Здесь определенно какая-то мастерская: возле стены верстак с укрепленным на нем станком, на полу сложенные штабелем бруски, рядом шкаф с затейливыми инструментами, но главное – то что висит на стенах, шокируя воображение разнообразием своих форм и размеров: скрипки, альты, виолончели. И все это, от крошечной пищалки до громоздкого контрабаса, сделано сухими, жилистыми руками не совсем еще старого старика. И это сюда, к нему, направил Альбину хмуро неразговорчивый мастер, должно быть насмехаясь над ее дикой затеей. Но Альбина на него не злится, она не вправе требовать от других невозможного.
– Да, это занятно, – неторопливо рассматривая принесенный Альбиной чертеж оконной рамы, бормочет старик, – это наводит на мысль… А знаете, почему бы и нет! Окна, они как глаза, они излучают волю, они пропускают свет. Какое окно, таков и дом. Сколько там у вас окон?
– Девять, – дрогнувшим голосом произносит Альбина, – из них два чердачных, полукруглых, вроде собачьей будки…
Она шумно вздыхает: неужели старик согласится? Она снова смотрит на развешенные на стене инструменты, чувствуя, как от них струится к ней мягкое солнечное тепло. Все они повторяют одну и ту же форму, и глазу приятно ее звучание. Форма двойной спирали, человеческой ауры, земной, в погоне за солнцем, траектории. Есть еще в мире великая, таинственная глубина!
– Если, конечно, успею, – рассудительно добавляет старик, – жить-то мне еще сколько, кто знает…
И сеттер виляет ему хвостом, будто сверяя оставшееся старику время со своим собачьим сроком. Живя с собакой, учишься понимать неизбежность конца: сегодня ты, а завтра я. Но если сам ты все же вернешься обратно, созрев для нового в мир рождения, то именно эта собака уйдет навсегда, безвозвратно, отдавая опыт прожитой с человеком жизни в распоряжение групповой, единой для всех собак, души. Так что к ней, одной-единственной в мире, надо прислушиваться…

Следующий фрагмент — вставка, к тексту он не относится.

PR #5773, opened 2023-03-04
"Variable manager" addon: trigger resize event after switching to another tab

WorldLanguages:
Resolves bug report from feedback:

> When I'm in the variable tab and I click on a link to a block in the deguger a poster bug happens.

[scrnli_04_03_2023_12-33-48.webm](https://user-images.githubusercontent.com/17484114/222927479-0826c6fa-df7c-4393-858e-7328d6ddd1c4.webm)

### Changes

`variable-manager` now dispatches a "resize" event if it detects that the user (or an addon) navigated away from the varmanager tab into a different tab.

~~Dispatch a "resize" event on the window object after the redux dispatch that changes the tab.~~

~~**It's possible that we're also missing this in other parts where we dispatch ACTIVATE_TAB**. I still have to check this.
I'm also wondering if maybe dispatching ACTIVATE_TAB is the right way to change the selected tab. Does vanilla Scratch also have this bug?~~

### Tests

Fixes the bug in Chromium

### DIFF
--- a/addons/debugger/userscript.js
+++ b/addons/debugger/userscript.js
@@ -295,7 +295,6 @@ export default async function ({ addon, console, msg }) {
         type: "scratch-gui/navigation/ACTIVATE_TAB",
         activeTabIndex: 0,
       });
-      window.dispatchEvent(new Event("resize"));
     }
   };
 
--- a/addons/debugger/userscript.js
+++ b/addons/debugger/userscript.js
@@ -295,6 +295,7 @@ export default async function ({ addon, console, msg }) {
         type: "scratch-gui/navigation/ACTIVATE_TAB",
         activeTabIndex: 0,
       });
+      window.dispatchEvent(new Event("resize"));
     }
   };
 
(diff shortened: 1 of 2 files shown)


mxmou:
> I'm also wondering if maybe dispatching ACTIVATE_TAB is the right way to change the selected tab. Does vanilla Scratch also have this bug?

Scratch does dispatch the resize event when switching to the code tab. I think the problem is that the code tab is shown and resized before the variable manager is hidden.

WorldLanguages:
@mxmou Could you clarify?

Samq64 (approved):

WorldLanguages:
@mxmou Do you have any objections against merging this PR as-is? Do you think we should try to hide the variable manager completely before attempting to switch to the code tab? (If both answers are no, you don't have to reply)

mxmou (approved):
A fix in `variable-manager` would probably be better, but this works too.

WorldLanguages:
Ohh, you mean that `variable-manager` should listen for the Redux event and resize the window, instead of every addon resizing the window after changing the currently active tab? Haven't considered that. That's probably a better solution, since it will be compatible with future code.

mxmou:
> Ohh, you mean that `variable-manager` should listen for the Redux event and resize the window, instead of every addon resizing the window after changing the currently active tab? Haven't considered that. That's probably a better solution, since it will be compatible with future code.

Hiding the variable manager tab before Scratch triggers the resize event would be even better, but that's probably more complex.

Issue #5762, opened 2023-03-01
Editor crashes when dragging sound to sprite folder


WorldLanguages:
### Description

Editor crash. Requires "sprite folders" addon to be enabled.

### Steps to reproduce

Easy to reproduce. See gif.

![brave_2l8fG0LI2y](https://user-images.githubusercontent.com/17484114/222276818-30781778-07b3-472a-84ea-89ee318fe27b.gif)

### Demonstration(s) and additional context

This is not a recent regression. It's very likely that this bug has happened for months.

### Environment

Report is Chromium. I reproduced in Chromium. Probably happens in Firefox too.

WorldLanguages:
cc @GarboMuffin addon crashing editor

PR #5784, opened 2023-03-05
Temporal bug fix for #5762 ("folders" editor crash)

WorldLanguages:
Temporal bug fix for #5762, hoping to avoid to make a new release that can crash the editor. But the bug has probably been here for months.

Appears to avoid crashes. Sharing sounds between sprites appears to work normally after this fix.

### DIFF
--- a/addons/folders/userscript.js
+++ b/addons/folders/userscript.js
@@ -1218,6 +1218,19 @@ export default async function ({ addon, console, msg }) {
         newIndex
       );
     };
+
+    // Temporal bug fix for #5762
+    const originalShareSoundToTarget = vm.shareSoundToTarget;
+    vm.shareSoundToTarget = function (...args) {
+      const target = this.runtime.getTargetById(args[1]);
+      if (!target) {
+        // Avoid reading property from null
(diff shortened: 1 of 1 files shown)


WorldLanguages:
Pinging for easy access: @GarboMuffin

addons/folders/userscript.js
```diff
@@ -1218,6 +1218,19 @@ export default async function ({ addon, console, msg }) {
...
       );
     };
+
+    // Temporal bug fix for #5762
+    const originalShareSoundToTarget = vm.shareSoundToTarget;
+    vm.shareSoundToTarget = function (...args) {
+      const target = this.runtime.getTargetById(args[1]);
+      if (!target) {
+        // Avoid reading property from null
+        return Promise.reject();
```
GarboMuffin, line 1228: Since it's going to end up logged as a scary red warning in the JS console, let's be a bit more specific than `Uncaught (in promise) undefined`
```suggestion
        return Promise.reject(new Error("Dropping sound into folder is not supported"));
```

apple502j (approved):

PR #5788, opened 2023-03-06
New "customizable navigation bar" (discuss-button) setting: stick to top of screen/page

callumjt:
new setting for customizable-navigation-bar setting:
no navbar stick
makes the navbar not stick to the top

not really expecting this to be accepted. just made it for fun and decided to do a pull request


callumjt:
sorry about there being no labels, not really sure how to add them

DNin01 (changes requested):
Great job! However, it doesn't work on scratchr2-based pages (such as profile pages, my stuff, or the forums - the ones with the Scratch 2.0 design).

callumjt:
> Great job! However, it doesn't work on scratchr2-based pages (such as profile pages, my stuff, or the forums - the ones with the Scratch 2.0 design).

oh ill try to fix that

DNin01 (approved):
Thanks to the change I made, it should work on all pages now.

callumjt:
just updated it. for some reason the my stuff page had a different class for the navbar so i added that class

DNin01:
> just updated it. for some reason the my stuff page had a different class for the navbar so i added that class

Actually, I don't think that's necessary - adding `.innerwrap` only shifts the navigation bar to the left on `scratchr2` pages. It still works fine without `.innerwrap`, and all `scratchr2` pages seem to have that element within `#topnav`.

<sub>Microsoft Edge 110, Windows 10</sub>

callumjt:
> > just updated it. for some reason the my stuff page had a different class for the navbar so i added that class
> 
> 
> 
> Actually, I don't think that's necessary - adding `.innerwrap` only shifts the navigation bar to the left on `scratchr2` pages. It still works fine without `.innerwrap`, and all `scratchr2` pages seem to have that element within `#topnav`.
> 
> 
> 
> <sub>Microsoft Edge 110, Windows 10</sub>

When using the 2.0 -> 3.0 addon it uses that class for the navbar

mxmou:
> > > just updated it. for some reason the my stuff page had a different class for the navbar so i added that class
> > 
> > 
> > Actually, I don't think that's necessary - adding `.innerwrap` only shifts the navigation bar to the left on `scratchr2` pages. It still works fine without `.innerwrap`, and all `scratchr2` pages seem to have that element within `#topnav`.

– В этот ваш дом поэта, – продолжает старик, – наверняка поналезут дипломированные, от и до, специалисты, вся радость которых состоит в том, чтобы чем-то казаться, чтобы непременно считаться известным, один известнее другого. И каждый из них втайне будет желать этому дому разрушения, желать по крайней мере упразднения самого этого душевного состояния: быть поэтом. Музыкант слышит, как звучит душа, поэт это видит, в слове живет музыка, в звуке пульсирует слово… Будь это не так, никто никогда не сделал бы ни одной скрипки. Но кому это сегодня интересно? Кому? – он кивает на своего сеттера, – Вот он хотя бы слушает…
– В дом поэта въедет «Пролетарий», в качестве литературно-художественного что ли органа, это уже решено, – буднично уточняет Альбина, – мне же поручено стараться вовсю, чтобы получилось не хуже, чем в галерее Лихого…
Старческий, перебиваемый сухим кашлем, смех. Бумажная салфетка со следами крови. Альбина торопливо отворачивается. Это всего лишь, может, пустой разговор, какие любит вести старость, прикрывая этим свою немощь.
– Мне, собственно, все равно, кто будет глазеть в эти окна, – откашлявшись, заключает он, – мои рамы переживут их всех. Я готов начать уже завтра, и надо спешить, поскольку у меня рак, хотя врачи об этом ни слова.
Молча на него уставившись, Альбина не находит в себе деловитости спросить о цене… о цене этого, последнего, может, в жизни усилия. Да и стоит ли начинать? Смерть не любит тянуть время.
– А там кто знает, – старик смотрит на сеттера, – может все само и пройдет, за работой.
И сеттер тут же подает, как его учили, голос: давай же поскорее начнем!